=== Section Start ===

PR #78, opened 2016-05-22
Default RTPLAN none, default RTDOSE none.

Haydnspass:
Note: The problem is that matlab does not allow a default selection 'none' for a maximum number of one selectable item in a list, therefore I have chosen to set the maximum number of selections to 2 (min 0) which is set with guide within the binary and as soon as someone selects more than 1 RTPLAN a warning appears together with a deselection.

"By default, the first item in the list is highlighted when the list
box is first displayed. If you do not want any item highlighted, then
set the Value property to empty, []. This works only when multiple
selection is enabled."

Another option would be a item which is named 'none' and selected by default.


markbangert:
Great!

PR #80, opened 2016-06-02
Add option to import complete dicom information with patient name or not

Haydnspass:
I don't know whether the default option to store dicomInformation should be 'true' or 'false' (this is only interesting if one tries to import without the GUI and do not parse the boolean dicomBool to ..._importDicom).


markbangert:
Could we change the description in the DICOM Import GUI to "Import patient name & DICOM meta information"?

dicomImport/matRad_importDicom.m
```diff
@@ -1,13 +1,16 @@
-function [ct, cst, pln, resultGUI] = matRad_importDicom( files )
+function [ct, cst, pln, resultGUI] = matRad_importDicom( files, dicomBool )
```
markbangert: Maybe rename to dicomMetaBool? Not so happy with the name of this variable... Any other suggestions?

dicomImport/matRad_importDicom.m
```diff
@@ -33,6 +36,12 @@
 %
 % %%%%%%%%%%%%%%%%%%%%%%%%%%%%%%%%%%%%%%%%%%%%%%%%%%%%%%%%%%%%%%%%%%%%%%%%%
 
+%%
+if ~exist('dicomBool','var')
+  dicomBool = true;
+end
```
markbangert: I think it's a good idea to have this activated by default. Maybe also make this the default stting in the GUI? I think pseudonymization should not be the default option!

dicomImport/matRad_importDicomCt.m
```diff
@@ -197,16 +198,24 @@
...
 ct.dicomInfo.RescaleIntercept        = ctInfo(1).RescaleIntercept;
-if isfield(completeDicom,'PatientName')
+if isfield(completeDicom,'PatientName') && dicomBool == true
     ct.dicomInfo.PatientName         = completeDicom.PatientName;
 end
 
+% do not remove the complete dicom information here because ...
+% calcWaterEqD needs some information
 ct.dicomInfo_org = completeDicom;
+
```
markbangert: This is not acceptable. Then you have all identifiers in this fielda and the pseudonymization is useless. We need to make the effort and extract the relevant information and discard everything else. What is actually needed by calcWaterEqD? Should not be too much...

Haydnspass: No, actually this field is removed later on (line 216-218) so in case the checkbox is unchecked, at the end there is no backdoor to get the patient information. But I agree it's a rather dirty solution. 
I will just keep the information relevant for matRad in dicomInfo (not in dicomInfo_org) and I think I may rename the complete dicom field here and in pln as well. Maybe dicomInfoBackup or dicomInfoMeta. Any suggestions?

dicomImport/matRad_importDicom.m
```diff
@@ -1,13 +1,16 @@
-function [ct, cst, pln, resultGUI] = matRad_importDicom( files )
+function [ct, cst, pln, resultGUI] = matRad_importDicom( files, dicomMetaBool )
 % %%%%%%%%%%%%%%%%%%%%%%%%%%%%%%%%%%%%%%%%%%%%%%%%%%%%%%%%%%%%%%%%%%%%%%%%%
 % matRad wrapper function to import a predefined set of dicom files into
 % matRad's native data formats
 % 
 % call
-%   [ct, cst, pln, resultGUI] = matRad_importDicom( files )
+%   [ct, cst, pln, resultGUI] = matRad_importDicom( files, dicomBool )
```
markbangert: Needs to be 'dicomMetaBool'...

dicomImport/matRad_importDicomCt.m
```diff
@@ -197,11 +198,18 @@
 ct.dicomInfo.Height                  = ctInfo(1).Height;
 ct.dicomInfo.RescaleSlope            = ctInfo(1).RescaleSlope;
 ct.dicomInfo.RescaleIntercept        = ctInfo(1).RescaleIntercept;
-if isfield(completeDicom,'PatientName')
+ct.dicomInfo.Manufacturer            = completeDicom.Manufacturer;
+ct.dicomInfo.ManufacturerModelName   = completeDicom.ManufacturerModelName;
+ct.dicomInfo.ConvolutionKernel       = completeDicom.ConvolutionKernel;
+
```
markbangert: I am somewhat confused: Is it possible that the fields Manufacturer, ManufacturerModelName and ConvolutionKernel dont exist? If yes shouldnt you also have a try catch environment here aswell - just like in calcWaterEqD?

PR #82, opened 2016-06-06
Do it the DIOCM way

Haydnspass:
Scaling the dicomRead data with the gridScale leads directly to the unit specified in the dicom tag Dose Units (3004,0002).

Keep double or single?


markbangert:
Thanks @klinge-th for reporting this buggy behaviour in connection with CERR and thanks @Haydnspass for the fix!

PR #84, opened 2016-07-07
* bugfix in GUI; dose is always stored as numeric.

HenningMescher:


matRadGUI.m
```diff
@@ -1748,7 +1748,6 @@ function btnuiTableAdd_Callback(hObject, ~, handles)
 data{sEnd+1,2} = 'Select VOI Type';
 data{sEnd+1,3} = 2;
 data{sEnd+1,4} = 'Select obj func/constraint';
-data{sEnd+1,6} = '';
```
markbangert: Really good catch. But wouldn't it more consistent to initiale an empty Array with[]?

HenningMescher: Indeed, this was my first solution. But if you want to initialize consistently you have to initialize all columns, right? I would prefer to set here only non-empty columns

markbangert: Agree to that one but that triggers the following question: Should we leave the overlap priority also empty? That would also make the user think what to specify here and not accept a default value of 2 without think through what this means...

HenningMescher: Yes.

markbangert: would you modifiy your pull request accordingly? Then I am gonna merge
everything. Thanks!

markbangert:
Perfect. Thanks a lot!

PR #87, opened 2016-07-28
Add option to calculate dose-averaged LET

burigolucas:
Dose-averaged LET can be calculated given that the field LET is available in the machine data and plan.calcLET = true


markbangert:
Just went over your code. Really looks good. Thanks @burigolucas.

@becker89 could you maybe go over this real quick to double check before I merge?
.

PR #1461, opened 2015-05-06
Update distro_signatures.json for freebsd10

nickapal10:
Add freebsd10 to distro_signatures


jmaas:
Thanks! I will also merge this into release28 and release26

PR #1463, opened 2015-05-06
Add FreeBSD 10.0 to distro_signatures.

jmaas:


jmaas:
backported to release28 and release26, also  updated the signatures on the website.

=== Section End ===
=== Section Start ===

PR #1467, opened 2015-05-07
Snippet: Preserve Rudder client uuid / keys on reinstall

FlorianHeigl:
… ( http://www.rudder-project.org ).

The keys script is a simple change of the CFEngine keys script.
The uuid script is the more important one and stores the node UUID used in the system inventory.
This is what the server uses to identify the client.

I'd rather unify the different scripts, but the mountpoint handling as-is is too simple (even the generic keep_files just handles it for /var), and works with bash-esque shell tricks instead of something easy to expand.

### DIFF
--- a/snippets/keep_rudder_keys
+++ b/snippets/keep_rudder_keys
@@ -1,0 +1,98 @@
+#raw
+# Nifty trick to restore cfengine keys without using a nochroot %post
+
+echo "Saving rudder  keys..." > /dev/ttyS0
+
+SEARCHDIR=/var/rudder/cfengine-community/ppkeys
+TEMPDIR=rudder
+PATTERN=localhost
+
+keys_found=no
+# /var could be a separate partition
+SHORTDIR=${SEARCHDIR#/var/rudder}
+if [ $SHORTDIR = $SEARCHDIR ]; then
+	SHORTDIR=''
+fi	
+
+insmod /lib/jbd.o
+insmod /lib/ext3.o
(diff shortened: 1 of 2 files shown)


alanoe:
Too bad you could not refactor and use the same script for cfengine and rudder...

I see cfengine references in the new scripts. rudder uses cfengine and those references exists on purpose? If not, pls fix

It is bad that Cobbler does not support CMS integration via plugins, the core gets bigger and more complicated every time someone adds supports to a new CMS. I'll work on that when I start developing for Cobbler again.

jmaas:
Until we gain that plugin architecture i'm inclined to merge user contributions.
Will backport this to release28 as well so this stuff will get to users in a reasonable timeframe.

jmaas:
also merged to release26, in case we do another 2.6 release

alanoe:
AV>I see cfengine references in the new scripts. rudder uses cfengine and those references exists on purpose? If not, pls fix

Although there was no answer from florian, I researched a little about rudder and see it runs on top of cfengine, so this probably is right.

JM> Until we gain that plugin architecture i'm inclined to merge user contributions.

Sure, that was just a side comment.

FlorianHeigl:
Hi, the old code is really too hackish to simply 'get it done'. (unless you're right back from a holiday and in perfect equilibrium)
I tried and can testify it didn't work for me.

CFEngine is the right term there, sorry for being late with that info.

=== Section End ===

(ACTIVITY) Could you copy each line of the material that holds "pseudonymization"?

(EXERCISE RESPONSE)
markbangert: I think it's a good idea to have this activated by default. Maybe also make this the default stting in the GUI? I think pseudonymization should not be the default option!
markbangert: This is not acceptable. Then you have all identifiers in this fielda and the pseudonymization is useless. We need to make the effort and extract the relevant information and discard everything else. What is actually needed by calcWaterEqD? Should not be too much...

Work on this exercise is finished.